■ **Source material**
PR #8689, opened 2026-07-22
tests: stop the portal first-reveal fixture from killing the test host

ejc3:
`BrowserPortalFirstRevealScrollTests` declares 16 tests. Run alone on a macOS host it completed 10 of them and restarted the app host three times, so the suite produced no verdict, and any suite sharing that host lost its verdict too.

`makeWindowFixture` builds an `NSWindow` and three tests later call `close()` on it. AppKit releases a window when it closes unless the owner opts out, while ARC still holds a strong reference, so each of those closes over-releases and takes the process down.

The arithmetic is what convinced me this is the whole cause rather than a contributing one: exactly three tests call `close()`, and there were exactly three restarts. The same count holds across the neighbouring browser suites, where the number of tests that close a self-created unguarded window matches the measured restarts at 16, 3, 1 and 1, and a suite with none of them fails assertions without ever restarting. The one test in this file that builds its own window already sets the flag, so the shared fixture simply missed it.

The product side already does this everywhere it owns a window (`BrowserPanel.swift:4347`, `BrowserPrewarmedWebViewPool.swift:181`, `BrowserPopupWindowController.swift:115`, `ReleasingWindowController.swift:62`). Only this fixture was missing it, which is why the fix is one line in the test rather than anything in `Sources`.

## Before and after

Both arms ran on the same worktree with the same warm derived-data path, one suite per app host, with only this change between them. `#8651` is applied in both, because the `cmuxTests` target does not compile without it.

| | host restarts | tests ran | verdict |
|---|---|---|---|
| before | 3 | 10 of 16 | `** TEST FAILED **` |
| after | 0 | 16 of 16 | `** TEST SUCCEEDED **` |

```
scripts/ci/run-in-console-session.sh scripts/ci/run-app-host-xcodebuild.sh \
  -project cmux.xcodeproj -scheme cmux-unit -configuration Debug \
  -destination 'platform=macOS' \
  -only-testing:cmuxTests/BrowserPortalFirstRevealScrollTests \
  CMUX_SKIP_ZIG_BUILD=1 TEST_RUNNER_SWIFT_BACKTRACE=enable=no test
```

Read the restart count and the test count rather than the verdict line when checking this. A host that dies mid-run still prints a summary, and this suite's failing run also emits `Executed 0 tests, with 0 failures` earlier in the log.

---
[...]

PR #8755, opened 2026-07-23
Create test windows in one place, and lint that nothing else does

ejc3:
Test windows are now created in one place. `cmuxTests/TestWindowFactory.swift` is the only file in the test target that constructs an `NSWindow`, and `scripts/lint-test-window-construction.py` fails any other file that does. Everything else calls `TestWindow.make()` or `TestWindow.hosting(view)`.

The reason it needs centralizing: a window created in code has `isReleasedWhenClosed = true`, so `close()` defers a release into the autorelease pool while ARC also releases the local reference at scope exit. Two releases against one retain — the pool drain touches freed memory and the test host segfaults in `objc_release` under `objc_autoreleasePoolPop`. That kills the process instead of failing a test, and xcodebuild's summary then covers only the last host launch, so verdicts pending in the dead host go missing rather than red. Run 29684286662 on `main` finished green with 35 of these host deaths across its four app-host jobs (24, 2, 4 and 5 restart lines).

The factory sets `isReleasedWhenClosed = false`, which makes ARC the only owner, so the window deallocs once at scope exit. That is a one-line fix that has to be remembered at every window, which is why it kept being missed — the point of the factory is that there is nothing left to remember.

The lint checks two things. The source, which catches `NSWindow()`, since the argument-less form emits the selector `init` and that is too generic to look for in a binary. And the compiled object files, which catch a construction reached through an alias, a subclass, or a factory in another file, because the compiler has already resolved all of those and a construction reduces to whether the object file references `initWithContentRect:styleMask:backing:defer:`. Neither half asks whether a window is closed or whether it sets the flag, only whether a file constructs one.

94 files predate the factory and are listed by path. That list can shrink and never grow, so nothing new can construct a window while those migrate. Migrating them is a follow-up.

Those 94 files still need the flag in the meantime, so it is set at 83 places across 34 of them.

14 of those windows are also shown on screen with `makeKeyAndOrderFront`, and those get a second line, `animationBehavior = .none`. Showing a window makes AppKit run a show animation, which is a separate object from the window and does drawing work on a background thread. `animationBehavior = .none` means AppKit never creates it. That is a different problem from the crash — a leaked animation hangs a suite rather than killing the host — and it is in here because the crash report I started from named `_NSWindowTransformAnimation`, which is that object. `trackTestWindow` at `cmuxTests/TerminalAndGhosttyTests.swift:4817` already sets both properties, and its comment says leaked ones "commit CA transactions concurrently with the main thread's display cycle for the rest of the run". I am taking that comment's word for it rather than having reproduced the hang.

`RemoteTmuxRectPublicationTests` force-unwrapped the published layout and the observed pane in nine places. Each of those traps exactly when the expectation around it is already failing, so a reportable failure became a dead process. They record the nil and continue now.

The CI gate for the unit shards fails on the runner's restart line, on a shard that executed no tests, on a crash report that appeared during the run, and on the crash scan itself failing. Crash reports are attributed by listing the directory before the run and subtracting afterwards, then copying the matches somewhere macOS will not prune them. The list of tests that started and never reported now matches XCTest as well as swift-testing — it only matched swift-testing before, so it printed nothing for most shards, which reads as "nothing was lost".

## Prior fixes for this

This defect has been fixed before, repeatedly, and none of those fixes has landed:

- **#7768** — same root cause, pinned with lldb and NSZombie, and fixed at every site at once with a test-bundle constructor that swizzles NSWindow's designated initializers. Counts 269 of 299 window creations across 61 files missing the guard. Open since 2026-07-09.
- **#8477** — the DevTools window suite, 21 sites.
- **#8701** — three fixtures, 3 sites.
- **#8689** — the portal first-reveal fixture.
- **#8635** — the shortcut routing suite.
- **#8614** — twenty suites, one of which was taking the host down.
- **#8633** — a fake WKNavigation killing the host, a different cause with the same effect.

#7768 covers the same ground as the per-site half of this PR and does it with one hook instead of 83 edits. If it lands first, the 83 flag lines here become redundant and should be dropped; the factory, the lint, the CI gate and the nine unwrap fixes are independent of it. It is worth landing #7768 first for that reason.

## Why this is safe

It is all test code apart from the workflow and the two scripts.

Clearing the flag does not leak. ARC still owns the reference, so the window deallocs at scope exit instead of being released twice. Production already does this at `Sources/App/ReleasingWindowController.swift:62`, and `cmuxTests/SettingsWindowPresenterTests.swift:44` asserts it.

No test asserts that `close()` releases a window. The three in `WindowZombieRegressionTests` that assert a window deallocs use windows whose flag is already false, so they are unaffected.

`TestWindow` is a function rather than an `NSWindow` subclass. A subclass inherits the designated initializer, so every call site would emit that selector into its own object file and the object-file check could not tell a call site from a construction.

## Testing

Both scripts self-test against inputs whose answers are known ahead of time, and both self-tests run in CI. The construction check covers `NSWindow()`, `NSWindow.init(`, a typealias, a subclass, a commented-out construction, a cast, and a factory call. The crash scan covers a non-cmux crash in the same directory, a truncated report, a pre-existing crash that must not be attributed to the run, and a missing snapshot.

I confirmed each one fails before it passes. Removing the two flags this branch adds to the rename suite makes that check name those two lines and exit 1. Adding a file that constructs a window makes the construction check exit 1, and 0 once it is gone. The crash scan finds the real report from a run whose host died when given a snapshot from before it, and ignores it given one from after.

`RemoteTmuxSessionRenameTitleTests` is migrated to the factory as the first case. Its object file referenced the designated initializer before and does not now, and the factory is the only file in the target that does.

`TEST BUILD SUCCEEDED`, 0 errors. Running the suite whose crash report started this plus five others this branch edits: 68 verdicts reported, no crash report attributed to the run, one host death.

## Still broken

That host death is a different bug. `MarkdownPanelTests.testOpenMarkdownPanelReloadsWhenFileChangesOnDisk` starts and never reports, here and on `main` — in run 29684286662, job 88190103129 shows it starting once and finishing zero times, and losing five `MarkdownPanelTests` verdicts in total. None of the four windows this branch touches in that file belongs to that test.

`scripts/lint-test-window-release.py` records 210 windows that are built and never closed. They cannot double-release, so they are recorded rather than fixed, but an ordered-front window that is never closed still leaks its appearance animation.

The shard-packing comment in `scripts/ci/cmux_unit_test_shard.py` said one of these suites reliably crash-restarts the host. That is no longer true, so the comment is corrected, but the separation stays — that suite drives real WebKit inspector attach and detach and may still starve a live-navigation suite sharing its shard. Removing it needs a timing measurement.

## Summary by CodeRabbit

* **Bug Fixes**
  * Improved reliability of macOS automated tests involving window creation, closing, and teardown.
  * Reduced test instability from window lifecycle and animation behavior.

* **Tests**
  * Added safeguards detecting crashes, host restarts, zero-test shards, and unsupported test window construction.
  * Added reusable test-window setup and expanded validation for window lifetime safety.
  * Added test evidence uploads, crash-report scanning, and related self-checks for CI diagnostics.


ejc3:
Closing in favour of two focused PRs.

#8832 fixes the window over-release itself — @lawrencecchen's #7768 rebased onto current main. One constructor in the test bundle swizzles NSWindow's designated initializers, so every test window defaults to `releasedWhenClosed = NO`, including subclasses and any written later. Verified on current main: `BrowserDeveloperToolsVisibilityPersistenceTests` now runs with 0 host restarts and no crash report. That makes the 83 per-site flag edits here redundant, along with the factory and the two lints built to enforce them.

#8833 keeps the part that has nothing to do with windows: a unit shard now fails when a host dies, when it executes no tests, when a crash report appears during the run, or when the crash scan itself fails. It also fixes the never-reported list, which matched only swift-testing's output shape and so printed nothing for most shards, and the nine force-unwraps in `RemoteTmuxRectPublicationTests` that trap instead of reporting.

Nothing here is lost — it is split between those two.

■ **What the task asks**
Review the preceding data and report every line that includes the string "dead".

■ **Finished exercise**
The reason it needs centralizing: a window created in code has `isReleasedWhenClosed = true`, so `close()` defers a release into the autorelease pool while ARC also releases the local reference at scope exit. Two releases against one retain — the pool drain touches freed memory and the test host segfaults in `objc_release` under `objc_autoreleasePoolPop`. That kills the process instead of failing a test, and xcodebuild's summary then covers only the last host launch, so verdicts pending in the dead host go missing rather than red. Run 29684286662 on `main` finished green with 35 of these host deaths across its four app-host jobs (24, 2, 4 and 5 restart lines).
`RemoteTmuxRectPublicationTests` force-unwrapped the published layout and the observed pane in nine places. Each of those traps exactly when the expectation around it is already failing, so a reportable failure became a dead process. They record the nil and continue now.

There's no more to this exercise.